SÃO PAULO – A imagem de 46 anos atrás ressoa na memória da jornalista Rose Nogueira, de 70 anos. Na fotografia, a militante Dilma Rousseff, aos 22 anos, está diante de juízes militares, que cobrem o rosto na iminência do registro. Hoje, quando Dilma estiver diante dos senadores que a julgarão no processo de impeachment, para Rose – que assistirá a tudo pela TV – será como se a colega estivesse novamente perante os algozes da ditadura.
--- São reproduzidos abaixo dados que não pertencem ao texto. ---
Issue #183, opened 2018-02-20
weights for tabyl


tklebel:
## Feature requests: weights
It would be great, if one could specify weights when using `tabyl`. For survey data weights are very common, without them using `tabyl` does not make much sense in this case.

If the implementation is more or less straightforward and within the scope of your package, I would be happy to assist with a pull. I looked at the source for `tabyl` and it seems to me that passing down an argument to `dplyr::count` for `wt` like the following should be enough?

``` r
library(dplyr)

test_df <- tribble(~x, ~wt,
                   "a", 1,
                   "a", 1,
                   "b", .5,
                   "b", .5)

test_df %>% 
  count(x)
#> # A tibble: 2 x 2
#>   x         n
#>   <chr> <int>
#> 1 a         2
#> 2 b         2

test_df %>% 
  count(x, wt = wt)
#> # A tibble: 2 x 2
#>   x         n
#>   <chr> <dbl>
#> 1 a      2.00
#> 2 b      1.00
```

Or is there something I am overlooking?

sfirke:
Thanks for this clearly stated feature request!  I have been thinking about it and feel unsure.  I see questions of fit and implementation.

**Fit**
Someone else has mentioned wanting this before and it seems like a useful feature to some users.  Janitor's boundaries aren't very crisp, but while tabyl could be seen as a data cleaning tool (e.g., exploring a variable), this starts to be more of a purely data analysis feature.  I don't know of a tidy tools package for survey data specifically, which might be the perfect home for this.

**Implementation**
You're right about modifying `dplyr::count` to use the `wt` argument.  This change would be simple in janitor 0.3.1 but more complex in the new version, because tabyl now includes the former function `crosstab` and a 3-way version as well.  Do/would you use weighting in those contexts, that is, counts of 2-3 variables with weighting by another one?  So say with dplyr, `count(mtcars, cyl, am, wt = mpg)`.  I ask genuinely and would love to hear from anyone on this, as I don't use weighting like this in my own analyses.

If it makes sense and would be used in the 2- and 3- variable contexts, then I think it's implementable.  It's yet another argument to tabyl but that's an acceptable trade-off if enough people would use it.

Would love to hear from other users and janitor contributors/stakeholders!

tklebel:
I have to admit, I am not an expert when it comes to survey weights, but from what I gather, the point is as follows:

[...]

PR #455, opened 2021-08-30
Fix checking for arguments in tabyl.data.frame

gdutz:
I am pretty sure it should check if var1 and var2 are not missing, instead of checking twice for var1.

It stills works at the moment because the check in line 149 filters correctly for one-way tables beforehand.


sfirke:
Indeed, good catch and thank you for the PR!  I am intrigued that you found that error.  Was it causing a problem?  Up until this point I wasn't sure anyone else besides me had ever looked at the internals of `tabyl` 😅

gdutz:
I was looking into implementing weights (see #183) and when trying a few things out I stumbled over it. But it caused no problems for me so far.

Rose e Dilma dividiram por alguns meses a ala feminina do Presídio Tiradentes, na capital paulista. No local, conhecido como a Torre das Donzelas, ficavam as mulheres acusadas de pertencer a organizações de esquerda que combatiam o regime militar. Rose integrava a Ação Libertadora Nacional (ALN) e Dilma, a Vanguarda Armada Revolucionária Palmares (VAR-Palmares).
– Eu estou com o coração na boca. Em situação parecida, Getúlio se matou – disse Rose, em referência ao suicídio do presidente Vargas, em 1954, em meio a tentativas de apeá-lo do poder.
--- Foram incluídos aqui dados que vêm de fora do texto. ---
PR #465, opened 2021-12-11
Add cutoff argument to remove_empty() (fix #446)

### LINKED ISSUE #446: Feature suggestion: function to remove columns based on missing percentage
I have some large tables that have say, 99.8 % missing.  I'm wondering if it would be useful to have a function similar to `remove_empty()` that would remove columns based on a cutoff of percent missing?

ie `remove_missing_cutoff(df, cutoff = .99)`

Sem nutrirem amizade próxima, as ex-companheiras de prisão da presidente se sentem tão íntimas dela quanto foram na juventude. A mesma rede de solidariedade que as fazia tratar das feridas de tortura uma das outras, compartilhar a comida e até ler simultaneamente o mesmo livro, página a página, foi reativada. Quatro das mulheres encarceradas com Dilma ouvidas pelo GLOBO se aproximaram da presidente no momento de crise, dividiram com ela a mesa de jantar no Alvorada, voltaram a gritar em passeatas e até organizaram uma vaquinha online, que arrecadou R$800 mil, para custear viagens da presidente afastada.
– Quando chegava uma companheira da tortura, nós fazíamos uma roda em volta dela, a abraçávamos. Essa rede nunca se quebrou. E agora a acionamos de novo, porque para mim, esse processo todo equivale à tortura, estão mais uma vez tentando dobrar a dignidade dela – afirma a médica Guiomar Lopes, de 72 anos, ex-militante da ALN.
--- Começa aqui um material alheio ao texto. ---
PR #480, opened 2022-04-15
implement join controlling functions

### LINKED ISSUE #427: Feature Request: join_many_to_one() and join_one_to_one()
I often need to perform join operations which confirm that the join is either 1:1 or many:1.  I have written functions for this in my personal package, but I think that they may be of general interest.  That said, they are a bit of a stretch for normal `janitor` functionality, so if you don't think it's a good fit, no worries.

billdenney:
Fixes #427

Implements join controlling functions.  See the examples in the help file for usage.


sfirke:
Would you like me to review this (a) in general (b) for inclusion in 2.2 this month?

billdenney:
Let's not jump on this yet.  The new dplyr functionality will need to integrate with this, so I'd rather wait for that than do something that may cause a conflict now.

sfirke:
Sounds good.  I am looking at the other requests/issues for v2.2 and sweating a little bit so it sounds like a good allocation of time for me to focus on those instead!

billdenney:
I think that the new dplyr functionality covers most of this PR, so I'm closing it now.

PR #158, opened 2022-07-24
Update CITATION.bib

matbesancon:
because apparently I'm breaking bibtex


gdalle:
> because apparently I'm breaking bibtex
damn right you are

gdalle (approved):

Se o apoio é incondicional, ele não é acrítico.
– Não se pode ignorar a crise econômica. Houve equívocos? Houve. De várias ordens. E se deve debruçar sobre eles. As desonerações de impostos, por exemplo, foram uma questão. Mas no começo do segundo mandato houve uma tentativa de correção de rumos e deixaram a presidente falando sozinha – afirma a ex-procuradora do estado de São Paulo Cida Costa, de 70 anos, que acompanhará o julgamento pela televisão.
Aos 76 anos, a fotógrafa Nair Benedicto optou por se enfiar no trabalho a ver a “mulher íntegra” que conheceu na cadeia ser cassada por “pessoas comprometidas até o fio dos cabelos”. Em meio às emoções das circunstâncias, as parceiras de quatro décadas criticam os “traidores” de Dilma. Referem-se a correligionários petistas, antigos aliados e mesmo ex-ministros da presidente que agora viram as costas à ela e prometem votar pela sua cassação. Para aqueles que militavam contra a ditadura, a traição era um crime hediondo. Para escapar de delatar companheiros, depois de sofrer todo o tipo de sevícias nos porões da ditadura, Guiomar, que havia sido levada ao hospital dada a gravidade dos ferimentos, se jogou do quarto andar do prédio. Sobreviveu, sem nunca delatar ninguém. De algum modo, ela e as demais companheiras são agora traídas pela história.
– Quando estávamos presas, pensar em liberdade já era um sonho incrível. Nunca imaginei que Dilma chegasse a ser presidente. E, quando a vi subindo a rampa do Planalto, cheia de orgulho, jamais poderia imaginar que ela seria tirada do poder dessa maneira – resume Cida.